What I need is:
- a dedicated particle systems whose parameters can be set individually and programmatically
- emitter parameters throughout a system need to be accessible from a script, which requires them to be named
- independence of the rendering code from the iteration/stepping code
- post-fact extensibility (adding new particle system classes after the code is compiled)
As right now I'm doing everything in a simple way (eg I have a particle system class that manages a list of particles), I need to extend this a fair bit. My idea is to implement the particle system as a self-referential emitter class that accepts a emitter configuration class as a parameter.
//this is loaded from an XML file
class EmitterConfiguration {
float args[256];
char* names[256];
int iNumArgs;
Shader* updateShader;
};
class ParticleEmitter {
std::vector<ParticleEmitter> particles;
EmitterConfiguration* cfg;
};
ParticleEmitter::Update()
{
cfg->EnableUpdateShader(true);
for all active particles
cfg->UpdateParticle(p);
cfg->EnableUpdateShader(false);
}
ParticleEmitter* i_am_a_particle_system;
This is all fine and dandy and should cover the extensibility and flexibility parts. However, I can see a number of speed bottlenecks here, which lead me to the following questions:
1) is moving particle updating off the CPU a good idea in a general sense? I mean, CPU cores are dime a dozen on many newer systems and can be expected to only become more widely spread.

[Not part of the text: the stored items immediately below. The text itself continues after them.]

PR #4203, opened 2016-08-10
fixed wrong gc calculation

unterstein:
Before the task state refactoring the class ```ExpungeOverdueLostTasksActor``` had following logic to filter unreachable tasks which received 24 hours no updates:

```
  def filterLostGCTasks(tasks: Map[PathId, AppTasks]): Iterable[Task] = {
    def isTimedOut(task: Task): Boolean = {
      task.mesosStatus.fold(false) { status =>
        val age = clock.now().toDateTime.minus(status.getTimestamp.toLong * 1000).getMillis.millis
        age > config.taskLostExpungeGC
      }
    }
    tasks.values.flatMap(_.tasks.filter {
      case TemporarilyUnreachable(task) if isTimedOut(task) => true
      case _ => false
    })
  }

```

During the refactoring the filter was changed to 

```tasks.values.flatMap(_.tasks.filter(task => isTimedOut(task.mesosStatus)))```

which misses the fact that it should filter the unreachable tasks, which I re-introduced with this PR by adding ```task => task.isUnreachable && isTimedOut(task.mesosStatus)```

### DIFF
--- a/src/test/scala/mesosphere/marathon/test/Mockito.scala
+++ b/src/test/scala/mesosphere/marathon/test/Mockito.scala
@@ -20,6 +20,7 @@ trait Mockito extends MockitoSugar {
   def times(num: Int) = M.times(num)
   def timeout(millis: Int) = M.timeout(millis.toLong)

2) how much of the iteration/updating should I move to the GPU? Everything? Everything except spawning?
3) how should I go about writing the GPU side of the system? The only solution I can see for storage is textures, but do they justify giving up the streaming cost?
4) how should I go about syncing between the CPU and the GPU? If most work is done on the GPU, I still need pretty detailed information about the system on the CPU and texture read-backs are probably the worst idea to opt for.
5) I'm getting no perceptible speed increase from using geometry shader billboarding - is it worth it to tie up additional GPU resources with it?
6) in systems with several particle textures, which would you recommend: sort the particles into individual lists (might require sorting in all cases as the particles are no longer drawn sequentially); suck it up and draw the particles individually (uh oh); store them in a single array, but parse the array once for all textures (same problem as in the first case); something else? (actually, come to think of it, the easiest and cheapest way is probably to instead build a texture atlas for each system when it is first created)
There are probably a number of other questions that I can't think of right off the bat, but I'm really most curious about how people have managed to pull of the updating bit. Right now I'm getting a 5-20 frame FPS drop in debug mode for a handful of particles (a few hundred to a few thousand). I'm not sure if I'm fill-rate limited (as the particles are relatively large) or the bottleneck is in the fact that I'm rendering them from a linked list instead of a fixed array.